Das 5er würde so oder so nicht in die Halterung passen, weil es länger ist. Genauso könnte man darüber jammern, dass ein S3 nicht in die Halterung von einem S1/2 passt. 

Zusammen gefasst: Es ist mir egal, was Apple alles ändert, wenn es mich nicht betrifft. Ich rege mich ja auch nicht über den Dieselpreis auf, wenn ich Benzin tanke. 

Edit:
Bzgl. kostenlose Apps:
Wie gesagt, ist Apple dafür nicht verantwortlich und ich zahle gerne die horrenden 0,79€ (meistens), wenn ich dafür keine Werbung habe.


----------



## Jahai (17. September 2012)

Nailgun schrieb:
			
		

> Edit:
> Bzgl. kostenlose Apps:
> Wie gesagt, ist Apple dafür nicht verantwortlich und ich zahle gerne die horrenden 0,79€ (meistens), wenn ich dafür keine Werbung habe.

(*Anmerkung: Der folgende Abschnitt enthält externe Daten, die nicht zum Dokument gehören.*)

PR #2005, opened 2024-11-28
graph/path: Implement standard improvements to Yen's KSP algorithm

BarrensZeppelin:
I implemented two common optimizations for Yen's algorithm that can reduce the number of calls to the shortest path subroutine: https://en.wikipedia.org/wiki/Yen%27s_algorithm#Improvements


graph/path/yen_ksp_test.go
```diff
@@ -329,6 +329,33 @@ var yenShortestPathTests = []struct {
 			{1, 4, 5, 2, 3, 6},
 		},
 	},
+	{
```
kortschak, line 332: What is this new test for? It passes without the implementation change.

graph/path/yen_ksp.go
kortschak, line 1: I'd like the changes that are not required for the optimisations to be backed out.

graph/path/yen_ksp.go
```diff
@@ -111,7 +111,16 @@ func YenKShortestPaths(g graph.Graph, k int, cost float64, s, t graph.Node) [][]
 		if len(best.path) <= 1 || best.weight > cost {
 			break
 		}
+		if neededPaths := k - i; k >= 0 && len(pot) >= neededPaths && best.weight == pot[neededPaths-1].weight {
```
kortschak, line 114: This is the second optimisation? These should be in separate commits.

kortschak (commented):
Please revise this to be the two optimisations in separate commits with no other changes. We can do the other changes later if they merit it.

Note that the format of commit messages starts the sentence fragment with a lower case.

graph/path/yen_ksp.go
BarrensZeppelin: Done

graph/path/yen_ksp.go
BarrensZeppelin: Yes. Done.

PR #2022, opened 2025-02-14
all: use go tool directive

### LINKED ISSUE #2021: proposal: consider using the new "tool" directive
With Go-1.24 out, we should probably consider using the new "tool" directive (once Go-1.24 becomes the minimal required version, so once Go-1.25 is out, in August 2025).

this would probably be relevant for:

- `github.com/goccmack/gocc`
- `golang.org/x/tools` (well, it's used in `script.d/deps.sh` but also in `stat/distmv/studentst.go` for its `container/intsets`...)
- `gonum.org/v1/tools` (for `v1/tools/cmd/{check-imports,check-copyright}`)

sbinet:
Fixes #2021

Please take a look.


kortschak:
So this needs to wait until go1.25.

sbinet:
Yes. As I said on the issue/proposal (but I guess it's fair to mention it here again), this PR is documentation for our future selves :)

sbinet:
PTAL
(I don't think the flakyness of the tests is coming from this PR)

graph/formats/dot/internal/tools.go
kortschak, line 1: Looks like this file is no longer needed.

go.mod
```diff
@@ -16,10 +15,21 @@ require (
 	git.sr.ht/~sbinet/gg v0.6.0 // indirect
 	github.com/ajstarks/svgo v0.0.0-20211024235047-1546f124cd8b // indirect
 	github.com/campoy/embedmd v1.0.0 // indirect
+	github.com/goccmack/gocc v1.0.2 // indirect
```
kortschak, line 18: This version bump had no impact on the generated code?

sbinet:
```sh
cd ./graph/formats/dot/internal
make clean
make
git diff
```
doesn't show anything.

would that suffice as a quality check ?

kortschak:
#2060

kortschak (approved):
Thanks

PR #2024, opened 2025-02-21
stat/distmv: replace intset.Sparse with linear search

kruskall:
x/tools is only used in one place because of the intsets package to compute the diff between two sets.
Reimplement the logic using the stdlib:

quick benchmarks show some nice perf improvements:

```
            │   old.txt    │               new.txt               │
            │    sec/op    │   sec/op     vs base                │
FindUnob-20   169.80n ± 2%   38.25n ± 2%  -77.47% (p=0.000 n=10)

            │   old.txt   │              new.txt               │
            │    B/op     │    B/op     vs base                │
FindUnob-20   200.00 ± 0%   64.00 ± 0%  -68.00% (p=0.000 n=10)

            │  old.txt   │              new.txt               │
            │ allocs/op  │ allocs/op   vs base                │
FindUnob-20   4.000 ± 0%   1.000 ± 0%  -75.00% (p=0.000 n=10)
```

### DIFF
--- a/stat/distmv/studentst.go
+++ b/stat/distmv/studentst.go
@@ -218,10 +218,10 @@ func findUnob(observed []int, dim int) (unobserved []int) {
 	unobserved = slices.DeleteFunc(all, func(i int) bool {
 		return i == -1
 	})
-	cp := slices.Clone(observed)
-	slices.Sort(cp)
-	for i := 1; i < len(cp); i++ {
-		if cp[i] == cp[i-1] {
+	observed = slices.Clone(observed)
+	slices.Sort(observed)
+	for i, v := range observed[1:] {
+		if observed[i] == v {
 			panic("duplicate values in observed")
 		}
 	}


stat/distmv/studentst.go
```diff
@@ -208,18 +206,18 @@ func studentsTConditional(observed []int, values []float64, nu float64, mu []flo
 // findUnob returns the unobserved variables (the complementary set to observed).
 // findUnob panics if any value repeated in observed.
```
kortschak, line 207: In order to maintain this invariant we need to check for repeats. This suggests an approach of sorting the `observed` slice and walking it, retaining gaps and panicking on repeats. Whether it's better to preallocate or append (or partial preallocate and then append) is unclear and would need measurement.

Can you commit the benchmark please (over a variety of `observed` lengths)?

kortschak (commented):
Suggest commit message: "stat/distmv: replace intset.Sparse with linear search" and then your justification.

stat/distmv/studentst.go
kortschak: The godoc for the user-facing functions does not say the parameter will be mutated, so it is unsafe to sort and what you have is necessary.

stat/distmv/studentst.go
```diff
@@ -208,18 +206,25 @@ func studentsTConditional(observed []int, values []float64, nu float64, mu []flo
...
-		setOb.Insert(v)
+	all := make([]int, 0, dim)
+	for i := range dim {
+		all = append(all, i)
 	}
-	var setAll intsets.Sparse
-	for i := 0; i < dim; i++ {
-		setAll.Insert(i)
+	for _, obs := range observed {
+		if obs >= 0 && obs < dim {
```
kortschak, line 214: nit: we use the convention of left <= right for ranges, so this would be `0 <= obs && obs < dim`.

stat/distmv/studentst.go
```diff
@@ -208,18 +206,25 @@ func studentsTConditional(observed []int, values []float64, nu float64, mu []flo
...
+			all[obs] = -1
+		}
+	}
+	unobserved = slices.DeleteFunc(all, func(i int) bool {
+		return i == -1
+	})
+	cp := slices.Clone(observed)
+	slices.Sort(cp)
+	for i := 1; i < len(cp); i++ {
+		if cp[i] == cp[i-1] {
```
kortschak, line 224:
```suggestion
	observed = slices.Clone(observed)
	slices.Sort(observed)
	for i, v := range observed[1:] {
		if observed[i] == v {
```

kortschak (approved):
I spent a little time yesterday looking to see whether a pre-assessment of missing observeds to guide allocations would improve performance, it did not, at significant complexity cost.

LGTM, but I'd like a second opinion; I'll do the merge when that's given.

/cc @vladimir-ch

PR #2025, opened 2025-02-22
github: add reading check instruction to pr template

kortschak:
Please take a look.

### DIFF
--- a/.github/PULL_REQUEST_TEMPLATE
+++ b/.github/PULL_REQUEST_TEMPLATE
@@ -13,4 +13,7 @@ Please make sure your commit message summary line and pull request
 title match the Go convention; a one-line summary of the change,
 prefixed by the primary affected package that should complete the
 sentence, "This change modifies Gonum to _____."
+
+Do not delete any of this templated text in the PR description, but
+feel free to add additional context.
 -->


.github/PULL_REQUEST_TEMPLATE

naja indirekt schon, um Apps für iOS zu entwickeln braucht man eine entwicklerlizenz und die kostet pro Jahr glaube ich 99€ und irgendwie muss man das ja auch wieder rein holen. Im Gegenteil dazu kenne ich so etwas bei Android nicht, da kann man einfach kostenlos entwickeln 

Ich muss allerdings, als iPhone Nutzer, auch sagen, dass sich Leute eigentlich nicht über App Preise beschweren sollten, wer sich ein teures Gerät kauft sollte wohl auch ein paar Euro für wichtige Apps haben


----------



## fac3l3ss (17. September 2012)

Neben dem Preis finde ich bei Apple iTunes am schlimmsten.
Warum darf man nur 5 PCs aktivieren? Warum muss man das überhaupt? Bei Steam muss man das nicht... (Deswegen ist mein iTunes Acc 80ct und mein Steam Acc auch 2000€ wert...)
Heute wollte iTunes einfach nicht starten, ich musste es neu installieren und neustarten. Jetzt sind wieder alle Mediadaten ungefragt mit iTunes und Quicktime(der größte Müll!) verbunden.
Dazu muss ich immer, wenn ich den PC wechsle, alles auf mein iPhone neu raufladen, obwohl ich die Daten von iTunes kopiere. 


MfG
fac3l3ss


----------



## Gast20141208 (17. September 2012)

Auch für iOS gibt es eine Menge gratis Apps, nur finanzieren sich die halt über Werbung.


----------



## TacTic (17. September 2012)

fac3l3ss schrieb:


> Neben dem Preis finde ich bei Apple iTunes am schlimmsten.
> Warum darf man nur 5 PCs aktivieren? Warum muss man das überhaupt? Bei Steam muss man das nicht... (Deswegen ist mein iTunes Acc 80ct und mein Steam Acc auch 2000€ wert...)
> Heute wollte iTunes einfach nicht starten, ich musste es neu installieren und neustarten. Jetzt sind wieder alle Mediadaten ungefragt mit iTunes und Quicktime(der größte Müll!) verbunden.
> Dazu muss ich immer, wenn ich den PC wechsle, alles auf mein iPhone neu raufladen, obwohl ich die Daten von iTunes kopiere.
> ...



Oh..  das wusste ich nichtmal.  Noch ein Grund mehr, der für mich dagegen spricht.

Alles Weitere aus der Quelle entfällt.